Isolate every line in the data with the string "https" and copy it.
++++ RECORDS SHOWN ++++
PR #13162, opened 2022-09-16
Update mongo-express for v1.0.0

BlackthornYugen:
Mostly security updates and new configuration to support breaking changes in mongo-db driver.

See related pull requests:
https://github.com/mongo-express/mongo-express/pull/920
https://github.com/mongo-express/mongo-express-docker/pull/82

Full release notes available here:
[v1.0.0 - Initial node18 support](https://github.com/mongo-express/mongo-express/releases/tag/v1.0.0)
~~[v1.0.1 - Convert to ESM](https://github.com/mongo-express/mongo-express/releases/tag/v1.0.1)~~

Edit 2023/10/02: Removed v1.0.1 from the scope of this MR. Once we get 1.0.0 working we will immediately open a new MR for 1.0.1.

### DIFF
--- a/library/mongo-express
+++ b/library/mongo-express
@@ -5,10 +5,13 @@ Maintainers: Nick Cox <nickcox1008@gmail.com> (@knickers),
 GitRepo: https://github.com/mongo-express/mongo-express-docker.git
 
 
-GitCommit: f5e8e026f1f6454e4b639f66f5b241936dfd49c8
-Tags: 1.0.0, latest
+GitCommit: fbaa75000664d7d986ffe8b184a4b24c621c5ee7
+Tags: 1.0.1, latest
 Architectures: amd64, arm64v8
 
+GitCommit: f5e8e026f1f6454e4b639f66f5b241936dfd49c8
+Tags: 1.0.0
+Architectures: amd64, arm64v8
 
 GitCommit: 4b43fe8a1206434cb32a006cd155dd71462f092f
 Tags: 0.54.0, 0.54
--- a/library/mongo-express
+++ b/library/mongo-express
@@ -3,13 +3,21 @@
 Maintainers: Nick Cox <nickcox1008@gmail.com> (@knickers),
              John Steel <john@jskw.dev> (@BlackthornYugen)
 GitRepo: https://github.com/mongo-express/mongo-express-docker.git
-
-
-GitCommit: 0782917e644220ba2ddd81590a9630074a362488
-Tags: 1.0.1, latest
+GitCommit: a375909f86e1cac3ecc7ce381dc2ef4086f111a9
+Tags: 1.0.0-20-alpine3.18, 1.0-20-alpine3.18, 1-20-alpine3.18
 Architectures: amd64, arm64v8
-
-GitCommit: f5e8e026f1f6454e4b639f66f5b241936dfd49c8
-Tags: 1.0.0
+GitCommit: 2a6d82f29978e82ab5685618dc34ba6043568917
+Directory: 1.0/20-alpine3.18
++++
#### [TASK OUTPUT]
https://github.com/mongo-express/mongo-express/pull/920
https://github.com/mongo-express/mongo-express-docker/pull/82
[v1.0.0 - Initial node18 support](https://github.com/mongo-express/mongo-express/releases/tag/v1.0.0)
~~[v1.0.1 - Convert to ESM](https://github.com/mongo-express/mongo-express/releases/tag/v1.0.1)~~
 GitRepo: https://github.com/mongo-express/mongo-express-docker.git
 GitRepo: https://github.com/mongo-express/mongo-express-docker.git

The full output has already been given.